Eduardo Reyes · TikTok creator

6.5K views on this video

#greenscreen

Frequently asked questions

Quick answers based on this video and our medical team review.

What does the video say about the aua?

The AUA and Endocrine Society define hypogonadism as two morning total testosterone readings consistently below 300 ng/dL combined with symptoms, not a single number from a TikTok.

What does the video say about lincoff et al. (2023, nejm) found trt was cardiovascularly non-inferior?

Lincoff et al. (2023, NEJM) found TRT was cardiovascularly non-inferior to placebo in hypogonadal men, but the study did not validate supraphysiologic 'optimization' in healthy men.
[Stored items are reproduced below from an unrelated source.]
PR #656, opened 2020-06-25
Fix id minter

jamieparkinson:
It turns out the issue was to do with MySQL struggling with certain queries, but in the course of getting there I added some logging of slow queries, started using the read replica, and increased the CPU/memory of the task as it had been saturated at 100%.

### DIFF
--- a/pipeline/id_minter/src/main/scala/uk/ac/wellcome/platform/idminter/database/IdentifiersDao.scala
+++ b/pipeline/id_minter/src/main/scala/uk/ac/wellcome/platform/idminter/database/IdentifiersDao.scala
@@ -11,8 +11,6 @@ import scala.concurrent.blocking
 import scala.util.Try
 
 object IdentifiersDao {
-  final val maxSelectSize = 50
-
   case class LookupResult(
     existingIdentifiers: Map[SourceIdentifier, Identifier],
     unmintedIdentifiers: List[SourceIdentifier])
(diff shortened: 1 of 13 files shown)


pipeline/id_minter/src/main/scala/uk/ac/wellcome/platform/idminter/database/IdentifiersDao.scala
```diff
@@ -25,68 +25,73 @@ object IdentifiersDao {
...
+            .flatMap { identifierBatch =>
+              blocking {
+                val i = identifiers.i
+                val matchRow = rowMatcherFromSyntaxProvider(i) _
+
+                // The query is manually constructed like this because using WHERE IN
+                // statements with multiple items causes a full-index scan on MySQL 5.6.
+                // See: https://stackoverflow.com/a/53180813
+                // Therefore, we perform the rewrites here on the client.
+                //
```
kenoir, line 50: Aren't we using Aurora, with mysql compatibility?

kenoir:
Good job getting to the bottom of this.

pipeline/id_minter/src/main/scala/uk/ac/wellcome/platform/idminter/database/IdentifiersDao.scala
```diff
@@ -25,68 +25,73 @@ object IdentifiersDao {
...
+                // Because of issues in `scalikejdbc`'s typing, it's necessary to
+                // specify the `Nothing` type parameters as done here in order for
+                // the `map` statement to work properly.
+                val query = withSQL[Nothing] {
```
alicefuzier, line 54: Eww...Not saying you're doing anything wrong here but this is where a DSL is really not helping methinks. 

`<heresy>`Also possibly scala is not helping. Maybe the idminter would be simpler in python`</heresy>`

jamieparkinson: fwiw this is old code that got indented differently... but yes, absolutely, and I remember when I originally wrote it it took _ages_ to work that out (and there were other issues which made it really hard to do with the library's `sql` and `sqls` string template things).

I agree with the heresy - in fact I'd go further and say it might be better/simpler in the language that's the J in JSON! 😱

pipeline/id_minter/src/main/scala/uk/ac/wellcome/platform/idminter/database/IdentifiersDao.scala
jamieparkinson: Good question. The short answer is yes. The long answer after reading about it is yes, but the Aurora versions are actually forks of the corresponding MySQL, Postgres, etc versions where Amazon have replaced the underlying Things What Do Storage but have left the query, indexing, etc stuff completely intact - so the compatibility is up to and including bugs and other issues.

pipeline/id_minter/src/main/scala/uk/ac/wellcome/platform/idminter/database/IdentifiersDao.scala
alicefuzier: 😱

PR #657, opened 2020-06-26
Pipeline 26/06/2020

warrd:


pipeline/terraform/main.tf
```diff
@@ -19,29 +19,29 @@ module "catalogue_pipeline_20200619" {
   # reindexer topic names.
 
   sierra_adapter_topic_arns = [
-    //    local.sierra_reindexer_topic_arn,
+    local.sierra_reindexer_topic_arn,
```
jamieparkinson, line 22: If this is going to prod you probably want these commented out still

What does the video say about bhasin et al. (2010, nejm) demonstrated?

Bhasin et al. (2010, NEJM) demonstrated that testosterone has dose-dependent effects on muscle, fat, and sexual function, meaning dosing context is not optional information.
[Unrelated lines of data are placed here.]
PR #659, opened 2020-06-29
Similarity search queries

jamieparkinson:
This PR adds the option to `?include=visuallySimilar` on `/images/{id}` queries

 It also refactors `ElasticsearchService` so that it can be used (to transform our data into requests, handle APM stuff, and transform responses into the form we want) across the application, as we'd previously been using it as intended for "simple" search/get requests but were not able to use it for collection requests and would not have been able to use it for image similarity searches.

### DIFF
--- a/api/api/src/main/scala/uk/ac/wellcome/platform/api/elasticsearch/ElasticsearchQuery.scala
+++ b/api/api/src/main/scala/uk/ac/wellcome/platform/api/elasticsearch/ElasticsearchQuery.scala
@@ -297,8 +297,7 @@ final case class BoolBoostedQuery(q: String) extends ElasticsearchPartialQuery {
 final case class ImageSimilarityQuery(q: String, index: Index)
     extends ElasticsearchQuery {
   private final val lshFields = List("inferredData.lshEncodedFeatures")
-
-  lazy val documentRef = DocumentRef(index = index, id = q)
+  private lazy val documentRef = DocumentRef(index, q)
 
   lazy val elasticQuery =
     moreLikeThisQuery(lshFields)
--- a/api/api/src/main/scala/uk/ac/wellcome/platform/api/elasticsearch/ElasticsearchQuery.scala
+++ b/api/api/src/main/scala/uk/ac/wellcome/platform/api/elasticsearch/ElasticsearchQuery.scala
@@ -1,7 +1,8 @@
 package uk.ac.wellcome.platform.api.elasticsearch
 
-import com.sksamuel.elastic4s.ElasticDsl.{must, should}
-import com.sksamuel.elastic4s.requests.common.Operator
+import com.sksamuel.elastic4s.ElasticDsl.{moreLikeThisQuery, must, should}
+import com.sksamuel.elastic4s.Index
+import com.sksamuel.elastic4s.requests.common.{DocumentRef, Operator}
 import com.sksamuel.elastic4s.requests.searches.queries.{BoolQuery, Query}
 import com.sksamuel.elastic4s.requests.searches.queries.matches.{
   FieldWithOptionalBoost,
@@ -291,4 +292,20 @@ final case class BoolBoostedQuery(q: String) extends ElasticsearchPartialQuery {
     must(ContributorQuery(q).elasticQuery).boost(2000),
     must(TitleQuery(q).elasticQuery).boost(1000)
   )
+}
+
+final case class ImageSimilarityQuery(q: String, index: Index)
+    extends ElasticsearchQuery {
+  private final val lshFields = List("inferredData.lshEncodedFeatures")
+
+  lazy val documentRef = DocumentRef(index = index, id = q)
+
+  lazy val elasticQuery =
+    moreLikeThisQuery(lshFields)
+      .likeDocs(List(documentRef))
+      .copy(
+        minTermFreq = Some(1),
+        maxQueryTerms = Some(1000),
+        minShouldMatch = Some("1")
+      )
 }
--- a/api/api/src/main/scala/uk/ac/wellcome/platform/api/services/CollectionService.scala
+++ b/api/api/src/main/scala/uk/ac/wellcome/platform/api/services/CollectionService.scala
@@ -1,9 +1,8 @@
 package uk.ac.wellcome.platform.api.services
 
 import scala.concurrent.{ExecutionContext, Future}
-import com.sksamuel.elastic4s.ElasticDsl._
-import com.sksamuel.elastic4s.{ElasticClient, ElasticError, Index}
-import com.sksamuel.elastic4s.requests.searches.{SearchHit, SearchResponse}
+import com.sksamuel.elastic4s.Index
+import com.sksamuel.elastic4s.requests.searches.SearchHit
 
 import uk.ac.wellcome.models.work.internal._
 import uk.ac.wellcome.models.work.internal.result._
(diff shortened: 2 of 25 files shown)


api/api/src/main/scala/uk/ac/wellcome/platform/api/elasticsearch/ElasticsearchQuery.scala
```diff
@@ -292,3 +293,18 @@ final case class BoolBoostedQuery(q: String) extends ElasticsearchPartialQuery {
     must(TitleQuery(q).elasticQuery).boost(1000)
   )
 }
+
+final case class ImageSimilarityQuery(q: String, index: Index)
```
warrd, line 297: I don't think we ever do inheritance with case classes, is there a particular reason we are describing this as final?

api/api/src/main/scala/uk/ac/wellcome/platform/api/elasticsearch/ElasticsearchQuery.scala
```diff
@@ -292,3 +293,18 @@ final case class BoolBoostedQuery(q: String) extends ElasticsearchPartialQuery {
...
+  private final val lshFields = List("inferredData.lshEncodedFeatures")
+  private lazy val documentRef = DocumentRef(index, q)
+
+  lazy val elasticQuery =
+    moreLikeThisQuery(lshFields)
+      .likeDocs(List(documentRef))
+      .copy(
+        minTermFreq = Some(1),
+        maxQueryTerms = Some(1000),
+        minShouldMatch = Some("1")
```
warrd, line 308: Potentially some of these could be default arguments rather than defined inline, I dunno :man_shrugging:

api/api/src/main/scala/uk/ac/wellcome/platform/api/elasticsearch/ElasticsearchQuery.scala
jamieparkinson: No idea, I was copying the convention that already exists in this file. fwiw I would like to revisit how query types are managed as we come back into search improvements work

api/api/src/main/scala/uk/ac/wellcome/platform/api/elasticsearch/ElasticsearchQuery.scala
jamieparkinson: Yeah, again I was copying the convention which is that the only arguments are required ones - I think this approach makes sense as it means the queries can be used without having to understand the actual ES query specification that's going on

api/api/src/main/scala/uk/ac/wellcome/platform/api/services/CollectionService.scala
```diff
@@ -36,13 +35,16 @@ import uk.ac.wellcome.platform.api.Tracing
...
   implicit ec: ExecutionContext)
     extends Tracing {
 
   def retrieveTree(index: Index,
                    expandedPaths: List[String]): Future[Result[Collection]] =
-    makeEsRequest(index, expandedPaths)
+    elasticsearchService
+      .executeSearchRequest(
+        CollectionRequestBuilder(index, expandedPaths).request
+      )
```
warrd, line 47: Nice bit of refactoring so that we use the elastic search service here instead of redefining stuff :+1:

api/api/src/main/scala/uk/ac/wellcome/platform/api/services/ImagesService.scala
```diff
@@ -50,10 +55,28 @@ class ImagesService(searchService: ElasticsearchService)(
...
+      .executeSearchRequest(
+        ImagesRequestBuilder.requestVisuallySimilar(
+          index = index,
+          id = image.id.canonicalId,
+          n = nVisuallySimilarImages
+        )
+      )
+      .map {
+        _.map {
+          _.hits.hits.map(hit => jsonTo(hit.sourceAsString)).toList
```
warrd, line 76: I think with these nested anonymous functions it would be clearer if we defined the input arguments (i.e. `resp => ..` etc) rather than using the `_` syntax, as right now slightly hard to know what they refer to

api/api/src/test/scala/uk/ac/wellcome/platform/api/images/ImagesSimilarityTest.scala
```diff
@@ -0,0 +1,53 @@
...
+           |  "id": "${image.id.canonicalId}",
+           |  "locations": [${digitalLocation(image.location)}],
+           |  "visuallySimilar": [
+           |    ${images.tail.map(imageResponse).mkString(",")}
+           |  ],
+           |  "source": {
+           |    "id": "${image.source.id.canonicalId}",
+           |    "type": "Work"
+           |  }
+           |}""".stripMargin
```
warrd, line 31: bikeshed: funny indentation going on here imo. also i dont think we need the whole `stripMargin` thing, the string is never displayed in raw form as is parsed to a json obj and reformatted before being displayed in any test failures

common/display/src/main/scala/uk/ac/wellcome/display/models/ImagesIncludes.scala
```diff
@@ -0,0 +1,22 @@
...
+}
+
+object SingleImageIncludes {
+  import ImageInclude._
+
+  def apply(visuallySimilar: Boolean = false): SingleImageIncludes =
+    SingleImageIncludes(
+      List(
+        if (visuallySimilar) Some(VisuallySimilar) else None
+      ).flatten
```
warrd, line 20: Can do `option.toList` instead of `List(option).flatten` here

common/display/src/main/scala/uk/ac/wellcome/display/models/DisplayImage.scala
```diff
@@ -30,7 +34,12 @@ object DisplayImage {
...
       locations = Seq(DisplayDigitalLocation(image.location)),
-      source = DisplayImageSource(image.source)
+      source = DisplayImageSource(image.source),
+      visuallySimilar = None
     )
 
+  def apply(image: AugmentedImage, similar: Seq[AugmentedImage]): DisplayImage =
+    DisplayImage(image).copy(
+      visuallySimilar = Some(similar.map(DisplayImage.apply))
+    )
```
warrd, line 44: What is the advantage of having a separate `apply` for this? Could we not pass this an as an optional argument to the other `apply`?

Also might be worth having some tests that things are included correctly, like in the `DisplayWork`

api/api/src/test/scala/uk/ac/wellcome/platform/api/images/ImagesSimilarityTest.scala
jamieparkinson: I agree but it's like this across like 10+ files so will leave as is for now

common/display/src/main/scala/uk/ac/wellcome/display/models/ImagesIncludes.scala
jamieparkinson: Yeah, going to keep as is though because I anticipate more includes will be added and so want it to match https://github.com/wellcomecollection/catalogue/blob/master/common/display/src/main/scala/uk/ac/wellcome/display/models/WorksIncludes.scala#L42

api/api/src/test/scala/uk/ac/wellcome/platform/api/images/ImagesSimilarityTest.scala
warrd: Cool might do a whole clean up of the bikeshed PR at some point if its niggling me

common/display/src/main/scala/uk/ac/wellcome/display/models/DisplayImage.scala
jamieparkinson: Good point re the apply.

Yeah, I will add some tests, but as a general point I'm not very convinced of the value of the display model tests. They effectively get re-tested in the API tests, and we don't add them consistently so they're not especially useful as documentation either...

jamieparkinson: Actually, the apply doesn't work. Because the case class has default values, and defining an `apply` in the companion object is an overload, it doesn't compile if that `apply` has default arguments: `multiple overloaded alternatives of method apply define default arguments`.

What does the video say about trt reliably suppresses endogenous testosterone production via the hypothalamic-pituitary axis,?

TRT reliably suppresses endogenous testosterone production via the hypothalamic-pituitary axis, reducing sperm counts significantly in most men within weeks of starting.

What does the video say about hematocrit must be monitored on trt. elevated red blood cell?

Hematocrit must be monitored on TRT. Elevated red blood cell mass increases clotting risk, and this is one of the primary reasons TRT requires ongoing lab oversight.

What does the video say about no coherent, fact-checkable medical claim could be extracted from this?

No coherent, fact-checkable medical claim could be extracted from this video. Viewers should not use it to inform any decision about testosterone therapy.

Sources & references

Citations extracted from our medical team's review. Click any citation to search PubMed.

Educational use only. This fact-check is editorial content for general information. Nothing here is medical advice. Talk to a licensed provider about your specific situation before starting, stopping, or changing any supplement, peptide, or medication regimen.

Read More on This Topic

Our written guides go deeper with dosing details, comparison tables, and medical-team reviewed protocols.

Not medical advice. This video was made by Eduardo Reyes, not by FormBlends. Our write-up above is an editorial review, not a medical recommendation. Talk to your doctor before making any decisions about medications or treatments.